→ **What you should do**: The records must be returned word for word.

→ **Records for the exercise**:
-- Opening Marker --

PR #25346, opened 2026-03-18
[fix][broker] Fix concurrency bug in BucketDelayedDeliveryTracker

merlimat:
## Summary

- Fix a concurrency bug in `BucketDelayedDeliveryTracker` where `containsMessage()` and `nextDeliveryTime()` used a `StampedLock` optimistic read pattern, but no write method ever acquired the `StampedLock` write lock.
- This meant the optimistic read validation **always succeeded**, leaving these read methods effectively unsynchronized while `addMessage()` concurrently modified shared state (`lastMutableBucket`, `immutableBuckets`).
- Replace the broken `StampedLock` pattern with `synchronized`, consistent with all write methods that already use `synchronized`.

The symptom for this issue was a flaky test: 

```
  Error:  Failures: 
  Error:  org.apache.pulsar.broker.delayed.bucket.BucketDelayedDeliveryTrackerThreadSafetyTest.testConcurrentContainsMessageWithWrites
  [INFO]   Run 1: PASS
  Error:    Run 2: BucketDelayedDeliveryTrackerThreadSafetyTest.testConcurrentContainsMessageWithWrites:176 No exceptions should occur during concurrent operations expected [0] but found [1]
```

## Documentation

- [x] `doc-not-needed`
(Your PR doesn't need any doc update)

_No response_

### Tip

Add the labels `ready-to-test` and `area/test` to trigger the CI.

### DIFF
--- a/pulsar-broker/src/main/java/org/apache/pulsar/broker/delayed/bucket/BucketDelayedDeliveryTracker.java
+++ b/pulsar-broker/src/main/java/org/apache/pulsar/broker/delayed/bucket/BucketDelayedDeliveryTracker.java
@@ -43,7 +43,6 @@ import java.util.concurrent.ExecutionException;
 import java.util.concurrent.TimeUnit;
 import java.util.concurrent.TimeoutException;
 import java.util.concurrent.atomic.AtomicLong;
-import java.util.concurrent.locks.StampedLock;
 import java.util.stream.Collectors;
 import javax.annotation.concurrent.ThreadSafe;
 import lombok.Getter;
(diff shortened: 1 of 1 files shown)


Denovo1998:
@merlimat 
Some background information about this matter is in the Bug section of https://github.com/apache/pulsar/issues/24600.

Directly changing back to synchronized does not seem to be a good solution, which may lead to poor performance, especially the call frequency of the read path of delayed messages is very high.

Maybe you can help promote https://github.com/apache/pulsar/pull/24739.

merlimat:
@Denovo1998 that seems to be quite a more complex change (not saying it's wrong, though it's hard to grasp all the changes and their implications from the PR). Probably @coderzc will have more context to review that. 

For the time being, I think removing the race condition (and the exception being thrown from the map or list) is definitely worth the cost of the synchronization.

coderzc (approved):

coderzc:
> @Denovo1998 that seems to be quite a more complex change (not saying it's wrong, though it's hard to grasp all the changes and their implications from the PR). Probably @coderzc will have more context to review that.
> 
> 

+1

Denovo1998:
+1

Denovo1998 (approved):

-- Closing Marker --

→ **Task solution**:
PR #25346, opened 2026-03-18
[fix][broker] Fix concurrency bug in BucketDelayedDeliveryTracker

merlimat:
## Summary

- Fix a concurrency bug in `BucketDelayedDeliveryTracker` where `containsMessage()` and `nextDeliveryTime()` used a `StampedLock` optimistic read pattern, but no write method ever acquired the `StampedLock` write lock.
- This meant the optimistic read validation **always succeeded**, leaving these read methods effectively unsynchronized while `addMessage()` concurrently modified shared state (`lastMutableBucket`, `immutableBuckets`).
- Replace the broken `StampedLock` pattern with `synchronized`, consistent with all write methods that already use `synchronized`.

The symptom for this issue was a flaky test: 

```
  Error:  Failures: 
  Error:  org.apache.pulsar.broker.delayed.bucket.BucketDelayedDeliveryTrackerThreadSafetyTest.testConcurrentContainsMessageWithWrites
  [INFO]   Run 1: PASS
  Error:    Run 2: BucketDelayedDeliveryTrackerThreadSafetyTest.testConcurrentContainsMessageWithWrites:176 No exceptions should occur during concurrent operations expected [0] but found [1]
```

## Documentation

- [x] `doc-not-needed`
(Your PR doesn't need any doc update)

_No response_

### Tip

Add the labels `ready-to-test` and `area/test` to trigger the CI.

### DIFF
--- a/pulsar-broker/src/main/java/org/apache/pulsar/broker/delayed/bucket/BucketDelayedDeliveryTracker.java
+++ b/pulsar-broker/src/main/java/org/apache/pulsar/broker/delayed/bucket/BucketDelayedDeliveryTracker.java
@@ -43,7 +43,6 @@ import java.util.concurrent.ExecutionException;
 import java.util.concurrent.TimeUnit;
 import java.util.concurrent.TimeoutException;
 import java.util.concurrent.atomic.AtomicLong;
-import java.util.concurrent.locks.StampedLock;
 import java.util.stream.Collectors;
 import javax.annotation.concurrent.ThreadSafe;
 import lombok.Getter;
(diff shortened: 1 of 1 files shown)


Denovo1998:
@merlimat 
Some background information about this matter is in the Bug section of https://github.com/apache/pulsar/issues/24600.

Directly changing back to synchronized does not seem to be a good solution, which may lead to poor performance, especially the call frequency of the read path of delayed messages is very high.

Maybe you can help promote https://github.com/apache/pulsar/pull/24739.

merlimat:
@Denovo1998 that seems to be quite a more complex change (not saying it's wrong, though it's hard to grasp all the changes and their implications from the PR). Probably @coderzc will have more context to review that. 

For the time being, I think removing the race condition (and the exception being thrown from the map or list) is definitely worth the cost of the synchronization.

coderzc (approved):

coderzc:
> @Denovo1998 that seems to be quite a more complex change (not saying it's wrong, though it's hard to grasp all the changes and their implications from the PR). Probably @coderzc will have more context to review that.
> 
> 

+1

Denovo1998:
+1

Denovo1998 (approved):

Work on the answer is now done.